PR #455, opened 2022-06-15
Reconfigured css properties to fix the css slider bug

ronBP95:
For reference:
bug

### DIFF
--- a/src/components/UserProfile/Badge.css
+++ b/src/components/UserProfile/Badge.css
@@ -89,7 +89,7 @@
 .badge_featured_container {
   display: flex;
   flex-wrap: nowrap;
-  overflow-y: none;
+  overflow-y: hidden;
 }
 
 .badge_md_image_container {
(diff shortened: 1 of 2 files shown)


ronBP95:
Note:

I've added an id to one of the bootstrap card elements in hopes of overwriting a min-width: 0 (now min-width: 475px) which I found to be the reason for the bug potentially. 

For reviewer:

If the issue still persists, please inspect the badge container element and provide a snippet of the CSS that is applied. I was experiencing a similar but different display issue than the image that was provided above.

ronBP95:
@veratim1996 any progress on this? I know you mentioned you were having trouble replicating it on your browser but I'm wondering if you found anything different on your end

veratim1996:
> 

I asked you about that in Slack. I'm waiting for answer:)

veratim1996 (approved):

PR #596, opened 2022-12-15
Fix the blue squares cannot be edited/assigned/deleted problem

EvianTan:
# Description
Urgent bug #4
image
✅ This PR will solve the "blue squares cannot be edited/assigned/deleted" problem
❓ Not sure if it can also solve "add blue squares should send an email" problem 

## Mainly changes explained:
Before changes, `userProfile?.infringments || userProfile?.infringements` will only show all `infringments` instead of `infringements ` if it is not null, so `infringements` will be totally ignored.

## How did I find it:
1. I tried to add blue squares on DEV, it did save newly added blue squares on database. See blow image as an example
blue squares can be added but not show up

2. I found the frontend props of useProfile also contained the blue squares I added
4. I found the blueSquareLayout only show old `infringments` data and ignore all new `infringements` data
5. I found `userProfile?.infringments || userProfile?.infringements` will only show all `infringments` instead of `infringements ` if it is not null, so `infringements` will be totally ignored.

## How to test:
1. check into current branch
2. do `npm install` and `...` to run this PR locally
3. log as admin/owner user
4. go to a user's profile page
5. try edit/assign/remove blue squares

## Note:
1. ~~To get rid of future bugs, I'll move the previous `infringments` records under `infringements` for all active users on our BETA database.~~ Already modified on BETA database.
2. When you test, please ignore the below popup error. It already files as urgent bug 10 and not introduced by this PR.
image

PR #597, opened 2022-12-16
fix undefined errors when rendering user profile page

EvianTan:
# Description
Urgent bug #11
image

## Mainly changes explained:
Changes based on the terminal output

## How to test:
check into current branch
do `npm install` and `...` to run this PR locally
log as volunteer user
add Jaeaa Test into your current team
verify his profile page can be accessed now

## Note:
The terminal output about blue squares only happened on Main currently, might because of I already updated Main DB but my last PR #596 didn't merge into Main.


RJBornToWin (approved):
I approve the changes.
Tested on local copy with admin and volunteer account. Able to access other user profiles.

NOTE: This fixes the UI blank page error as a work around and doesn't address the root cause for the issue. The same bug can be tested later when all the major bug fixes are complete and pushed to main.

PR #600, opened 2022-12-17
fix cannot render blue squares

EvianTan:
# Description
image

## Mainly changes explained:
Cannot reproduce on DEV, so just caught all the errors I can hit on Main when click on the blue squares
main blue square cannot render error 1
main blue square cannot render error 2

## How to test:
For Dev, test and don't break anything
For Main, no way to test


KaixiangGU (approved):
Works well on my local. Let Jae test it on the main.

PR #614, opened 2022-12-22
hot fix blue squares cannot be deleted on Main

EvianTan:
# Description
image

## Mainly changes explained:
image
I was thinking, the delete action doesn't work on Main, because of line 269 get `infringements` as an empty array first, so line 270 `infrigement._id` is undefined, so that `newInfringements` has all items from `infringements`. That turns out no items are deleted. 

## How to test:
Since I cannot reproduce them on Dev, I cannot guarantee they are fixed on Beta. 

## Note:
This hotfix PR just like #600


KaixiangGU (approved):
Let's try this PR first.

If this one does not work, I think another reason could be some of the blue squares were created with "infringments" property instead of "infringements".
====================
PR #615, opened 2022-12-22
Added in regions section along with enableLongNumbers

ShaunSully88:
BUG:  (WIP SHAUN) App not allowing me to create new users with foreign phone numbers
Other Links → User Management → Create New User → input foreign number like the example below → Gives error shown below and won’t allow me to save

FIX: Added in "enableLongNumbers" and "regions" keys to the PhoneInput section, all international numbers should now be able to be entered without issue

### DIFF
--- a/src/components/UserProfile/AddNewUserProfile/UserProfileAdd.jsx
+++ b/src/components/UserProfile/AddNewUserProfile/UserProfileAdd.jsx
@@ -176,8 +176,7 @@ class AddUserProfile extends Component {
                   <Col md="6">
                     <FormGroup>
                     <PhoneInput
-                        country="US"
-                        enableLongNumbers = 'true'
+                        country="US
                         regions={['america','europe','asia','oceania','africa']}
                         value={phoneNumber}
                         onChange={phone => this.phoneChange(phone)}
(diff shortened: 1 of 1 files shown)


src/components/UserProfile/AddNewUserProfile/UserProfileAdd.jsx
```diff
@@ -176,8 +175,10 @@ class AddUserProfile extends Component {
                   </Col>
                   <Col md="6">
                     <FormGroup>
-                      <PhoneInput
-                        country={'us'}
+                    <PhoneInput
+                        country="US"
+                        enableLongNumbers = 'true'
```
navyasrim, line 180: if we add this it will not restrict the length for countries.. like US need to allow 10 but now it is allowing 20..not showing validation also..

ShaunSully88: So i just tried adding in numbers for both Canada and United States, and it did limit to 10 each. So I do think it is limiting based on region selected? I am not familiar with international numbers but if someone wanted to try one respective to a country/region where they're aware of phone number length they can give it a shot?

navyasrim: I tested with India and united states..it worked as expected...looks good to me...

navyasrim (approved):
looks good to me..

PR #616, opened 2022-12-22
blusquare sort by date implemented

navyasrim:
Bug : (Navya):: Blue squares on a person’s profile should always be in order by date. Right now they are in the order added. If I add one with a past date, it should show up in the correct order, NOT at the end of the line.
====================
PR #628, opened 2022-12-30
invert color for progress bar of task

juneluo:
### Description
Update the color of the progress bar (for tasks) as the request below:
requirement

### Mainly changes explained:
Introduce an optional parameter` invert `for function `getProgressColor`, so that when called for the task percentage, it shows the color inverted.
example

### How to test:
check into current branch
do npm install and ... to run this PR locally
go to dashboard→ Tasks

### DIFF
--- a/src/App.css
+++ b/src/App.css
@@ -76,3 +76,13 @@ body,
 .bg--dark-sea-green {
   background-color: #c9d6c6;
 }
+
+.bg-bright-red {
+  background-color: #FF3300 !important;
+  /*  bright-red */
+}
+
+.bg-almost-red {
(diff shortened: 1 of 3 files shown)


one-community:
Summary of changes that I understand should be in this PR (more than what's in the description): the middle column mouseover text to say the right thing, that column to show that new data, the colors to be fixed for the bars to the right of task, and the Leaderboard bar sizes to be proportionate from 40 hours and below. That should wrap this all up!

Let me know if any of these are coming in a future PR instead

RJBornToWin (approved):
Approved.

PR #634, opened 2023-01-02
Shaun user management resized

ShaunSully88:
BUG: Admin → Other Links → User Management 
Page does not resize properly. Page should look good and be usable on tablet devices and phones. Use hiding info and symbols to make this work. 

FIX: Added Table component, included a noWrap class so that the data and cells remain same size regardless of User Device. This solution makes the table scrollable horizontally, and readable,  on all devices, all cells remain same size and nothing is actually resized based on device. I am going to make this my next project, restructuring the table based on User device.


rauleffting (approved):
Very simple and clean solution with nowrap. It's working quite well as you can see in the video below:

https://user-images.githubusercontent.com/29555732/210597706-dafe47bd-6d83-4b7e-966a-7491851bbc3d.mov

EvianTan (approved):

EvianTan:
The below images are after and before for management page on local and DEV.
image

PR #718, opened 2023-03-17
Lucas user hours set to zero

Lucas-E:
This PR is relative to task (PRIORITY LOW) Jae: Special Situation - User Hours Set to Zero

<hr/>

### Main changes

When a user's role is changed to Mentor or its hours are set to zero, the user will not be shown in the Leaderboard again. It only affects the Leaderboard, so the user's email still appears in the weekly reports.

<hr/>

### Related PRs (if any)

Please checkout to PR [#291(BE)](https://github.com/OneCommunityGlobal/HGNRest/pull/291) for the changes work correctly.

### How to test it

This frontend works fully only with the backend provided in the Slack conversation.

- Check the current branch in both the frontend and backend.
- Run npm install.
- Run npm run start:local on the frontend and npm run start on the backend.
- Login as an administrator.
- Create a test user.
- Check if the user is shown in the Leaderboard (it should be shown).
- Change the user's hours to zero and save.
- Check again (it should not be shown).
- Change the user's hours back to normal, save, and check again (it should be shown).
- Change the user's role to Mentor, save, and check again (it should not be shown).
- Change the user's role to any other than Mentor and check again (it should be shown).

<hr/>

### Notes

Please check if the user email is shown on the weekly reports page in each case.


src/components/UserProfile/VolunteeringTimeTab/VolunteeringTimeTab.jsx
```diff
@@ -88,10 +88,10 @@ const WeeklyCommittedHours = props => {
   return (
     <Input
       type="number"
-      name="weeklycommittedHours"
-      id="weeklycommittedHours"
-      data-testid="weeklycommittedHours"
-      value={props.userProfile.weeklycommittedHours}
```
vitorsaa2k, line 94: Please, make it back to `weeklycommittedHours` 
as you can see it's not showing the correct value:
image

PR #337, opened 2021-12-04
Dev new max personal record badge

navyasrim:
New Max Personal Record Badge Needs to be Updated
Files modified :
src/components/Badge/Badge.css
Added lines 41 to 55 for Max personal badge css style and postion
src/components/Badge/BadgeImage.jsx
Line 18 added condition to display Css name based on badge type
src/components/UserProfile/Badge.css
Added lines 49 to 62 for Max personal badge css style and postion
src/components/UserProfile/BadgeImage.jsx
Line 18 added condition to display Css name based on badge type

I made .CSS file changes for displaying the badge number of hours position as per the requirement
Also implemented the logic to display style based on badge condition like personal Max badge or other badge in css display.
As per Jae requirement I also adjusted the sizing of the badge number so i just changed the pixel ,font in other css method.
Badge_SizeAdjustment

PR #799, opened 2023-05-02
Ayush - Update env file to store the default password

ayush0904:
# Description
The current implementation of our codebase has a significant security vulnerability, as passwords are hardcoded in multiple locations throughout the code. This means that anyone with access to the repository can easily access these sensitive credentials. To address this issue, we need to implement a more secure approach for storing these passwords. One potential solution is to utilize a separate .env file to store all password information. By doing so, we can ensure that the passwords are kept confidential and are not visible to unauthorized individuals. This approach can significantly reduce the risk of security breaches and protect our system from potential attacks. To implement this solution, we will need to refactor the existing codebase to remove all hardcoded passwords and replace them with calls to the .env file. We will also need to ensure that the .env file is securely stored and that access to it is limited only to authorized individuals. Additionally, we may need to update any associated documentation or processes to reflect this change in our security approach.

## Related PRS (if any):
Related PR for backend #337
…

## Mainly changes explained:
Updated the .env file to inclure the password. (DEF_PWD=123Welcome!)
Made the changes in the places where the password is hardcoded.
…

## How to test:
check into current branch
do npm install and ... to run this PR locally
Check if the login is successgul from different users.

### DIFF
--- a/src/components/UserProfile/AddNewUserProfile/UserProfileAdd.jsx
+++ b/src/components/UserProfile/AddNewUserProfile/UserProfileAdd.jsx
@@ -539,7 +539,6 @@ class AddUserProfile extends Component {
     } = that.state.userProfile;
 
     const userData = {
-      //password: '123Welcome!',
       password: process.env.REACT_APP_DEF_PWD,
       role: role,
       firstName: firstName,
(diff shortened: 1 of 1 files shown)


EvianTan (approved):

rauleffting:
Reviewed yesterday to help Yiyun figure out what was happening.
====================
What needs to be done: Taking the entries above, print exactly the lines starting at the line with "1. I tried to" and ending at the line with "4. I found the", both included.

Written answer:
1. I tried to add blue squares on DEV, it did save newly added blue squares on database. See blow image as an example
blue squares can be added but not show up

2. I found the frontend props of useProfile also contained the blue squares I added
4. I found the blueSquareLayout only show old `infringments` data and ignore all new `infringements` data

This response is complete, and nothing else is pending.